Usaha PSPS PEKANBARU untuk tampil di kompetisi elite nasional pernah hampir berhasil pada Tahun 1984. kala itu kompetisi terbagi antar Perserikatan dan Galatama. PSPS sebagai klub perserikatan tergabung dalam zona Sumbagut dan berhasil mewakili SUmatra mengikuti abbak play off di Cimahi, Jawa Barat untuk ke Divisi Utama. Sayangnya pada salah satu pertandingan melawan Tim Jawa, PSPS kalah. PSPS mengalami kelelahan karena sebagianbesar  pemain PSPS berasal dari PS UNRI yang pada saat bersamaan juga sedang melakukan turnamen di Bandung, sehingga harus pulang pergi Bandung-Cimahi.  Saat itu Peluang PSPS untuk lolos sangat besar sebab diperkuat sejumlah pemain nasional yang juga mereka semua adalah pemain handalan PS BPD RIAU (BANK RIAU KEPRI saat ini) diantaranya Ricky Darman, Dino Kardinal, Edu Mukhnim Sutanto Ongso"Aseng". Saat itu PS BPD merupakan salah satu klub elite yang tidak terkalahkan di Pekanbaru,berkat kepedulian Direktur Utama BPD Riau Syafii Yusuf yang saat itu juga menjadi Manajer PSPS PEKANBARU. Syafii Yusuf dinilai sebagai orang yang mempelopori masuknya pemain dari luar Riau ke Pekanbaru terutama dari Padang dan Medan.
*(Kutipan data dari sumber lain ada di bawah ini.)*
PR #3207, opened 2022-04-23
Backend: Unboxed local variables

nomeata:
Right now, this code

    func go() {
      let x : Nat32 = 1 +% 1;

Hingga akhirnya pada tahun 1994,jabatan kepengurusan PSPS dipimpin Iskandar Husin yang saat itu menjabat sebagai Kepala Kantor Wilayah Transmigrasi Riau. iskandar Husin juga sukses mempromosikan Persiraja Banda Aceh ke Divisi Utama PSSI, ia berusaha untuk mengembalikan bond perserikatan ini menjadi kebanggaan masyarakat Pekanbaru dan Riau.
Iskandar Husin mendatangkan pemain baru, dibawah pelatih kepala AMrustian, mulailah PSPS PEKANBARU merintis jalan di Divisi Dua menuju Divis Satu PSSI. Dan perjuangan itu akhirnya berhasil, pada Liga Indonesia tahun 1994/1995. Sejak saat itu PSPS bercokol di Divisi Satu PSSI.
Tahun 1995/1996 PSPS berhasil meraih juara dua Piala Menpora di Bogor serta juga lolos ke PON yang sebelumnya harus melewati seleksi tingkat regional.
MENAPAK DIVISI SATU PSSI
Pada tahun 1993/1994 dibawah kepemimpinan Ketua Umum yang Baru Ir. H. Iskandar Husin  yang saat itu menjabat sebagai Kepala Kantor Wilayah Transmigrasi Riau,maka target target untuk menapak kompetisi yang lebih ketat di Divisi Satu mulai dirintis.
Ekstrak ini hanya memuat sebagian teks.